Since the cluster is currently not functional, I would recommend tearing it down and creating a new one. If this cluster must be fixed, I’d first run
sudo sqlite3 /var/lib/lxd/database/global/db.bin 'SELECT fingerprint, type, name, certificate FROM certificates WHERE type = 2'
on both nodes and verify that the contents are identical, and that the output contains the certificates of both neptune and triton.
I don’t really remember what step we through to fix the error. But, it’s first occur after we try to refresh lxd snap package.

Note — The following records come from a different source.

PR #436, opened 2018-01-26
feature/18868 - Groups for pupil register

pris54:
Populate groups column in pupil's list.

### DIFF
--- a/admin/assets/stylesheets/application.scss
+++ b/admin/assets/stylesheets/application.scss
@@ -416,6 +416,8 @@ table.spacious {
   }
 
   th, td {
+    display: table-cell;
+
     &:first-child {
       white-space: nowrap;
     }
--- a/admin/controllers/school.js
+++ b/admin/controllers/school.js
@@ -44,12 +44,12 @@ const getPupils = async (req, res, next) => {
   const order = JSON.parse(sortOrder)
   res.locals.sortOrder = typeof order === 'boolean' ? !order : true
   res.locals.sortClass = order === false ? 'sort up' : 'sort'
+
   let pupilsFormatted
   let groupsIndex = []
 
   try {
-    const groups = await groupService.getGroups(req.user.schoolId)
-    groups.map((obj) => { groupsIndex[obj.id] = obj.name })
+    groupsIndex = await groupService.getGroupsAsArray(req.user.schoolId)
   } catch (error) {
     next(error)
   }
--- a/admin/controllers/school.js
+++ b/admin/controllers/school.js
@@ -431,7 +431,7 @@ const removePupilNotTakingCheck = async (req, res, next) => {
 
     // Update the flash message for the user on the next screen
     const pupil = await pupilDataService.sqlFindOneBySlugAndSchool(pupilSlug, req.user.School)
-    req.flash('info', `Reason removed for pupil ${pupil.lastName}, ${pupil.foreName}`)
+    req.flash('info', `Reason removed for ${pupil.lastName}, ${pupil.foreName}`)
 
     // Send the information required for highlighting
     const highlight = JSON.stringify(pupilSlug)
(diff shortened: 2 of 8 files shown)


admin/assets/stylesheets/application.scss
```diff
@@ -416,6 +416,8 @@ table.spacious {
   }
 
   th, td {
+    display: table-cell;
```
pris54: this line fixes the spacing and aligning problems that appear when a table cell is highlighted (green left border)

admin/services/data-access/pupil.data.service.js
```diff
@@ -171,10 +171,10 @@ pupilDataService.sqlFindPupilsByDfeNumber = async function (dfeNumber, sortDirec
       sortBy = 'lastName'
   }
   const sql = `
-      SELECT 
-        p.*    
+      SELECT p.*, g.group_id 
       FROM ${sqlService.adminSchema}.${table} p 
       INNER JOIN school s ON s.id = p.school_id
+      LEFT JOIN ${sqlService.adminSchema}.[pupilGroup] g ON p.id = g.pupil_id
```
GeorgeChatzigiannis: just one question here: How is the query behaving if you don't have an assigned group?

GuyHarwood: thats what the LEFT JOIN is for

admin/controllers/school.js
```diff
@@ -45,14 +46,22 @@ const getPupils = async (req, res, next) => {
   res.locals.sortOrder = typeof order === 'boolean' ? !order : true
   res.locals.sortClass = order === false ? 'sort up' : 'sort'
   let pupilsFormatted
+  let groupsIndex = []
+
+  try {
+    const groups = await groupService.getGroups(req.user.schoolId)
```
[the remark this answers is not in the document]
pris54: @GuyHarwood we agreed it returns the id as the dfeNumbe was already available.

admin/services/data-access/pupil.data.service.js
pris54: @GeorgeChatzigiannis the left join ensures we still get a successful result, if there are no pupils assigned to groups you'll get a group_id column with null values.

GeorgeChatzigiannis: @pris54 ok just wanted to confirm if it was tested and working as intended basically

admin/controllers/school.js
```diff
@@ -45,14 +45,22 @@ const getPupils = async (req, res, next) => {
...
+    groups.map((obj) => { groupsIndex[obj.id] = obj.name })
```
jon-shipley: I doubt this line should be in the controller.  The service should do all the work required for the controller.  The service call can make a generic service call then and marshal the result.

pris54: @jon-shipley getGroups is used in other places, it is only in this case that the mapping is needed. If you wish I can create a new method in the service just to call getGroups and do the mapping? Please confirm.

jon-shipley: Yes - that sounds like the best approach. 👍

pris54: @jon-shipley Done.

admin/controllers/school.js
```diff
@@ -44,15 +44,23 @@ const getPupils = async (req, res, next) => {
   const order = JSON.parse(sortOrder)
   res.locals.sortOrder = typeof order === 'boolean' ? !order : true
   res.locals.sortClass = order === false ? 'sort up' : 'sort'
+
   let pupilsFormatted
+  let groupsIndex = []
+
+  try {
```
GeorgeChatzigiannis: wouldn't it make more sense to place the single line this await call(below) within the try catch block below?
that would also reduce the code a bit.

After that, the lxc command hang for a long time, then bring up the error.
I don’t really remember the detail of what happened. It is occured after we snap refresh lxd package. As far as I remember, I didn’t try to revert the version.
I run command sudo sqlite3 /var/snap/lxd/common/lxd/database/global/db.bin 'SELECT version FROM schema' on triton
Error: in prepare, no such table: schema (1)
I tried another command sudo sqlite3 /var/snap/lxd/common/lxd/database/global/db.bin and list table with .table. It looks like it’s empty.
I tried to confirm with sudo ls -alh /var/snap/lxd/common/lxd/database/global/db.bin
output: -rw-r--r-- 1 root root 0 May 6 09:17 /var/snap/lxd/common/lxd/database/global/db.bin
Can you please run sudo ls -alh /var/snap/lxd/common/global on both cluster members?
Can I confirm that you are still able to interact with LXD on the neptune server? e.g. it is still fully operational? I have assumed this since you have posted the output of lxc cluster list from this node at the beginning of this thread.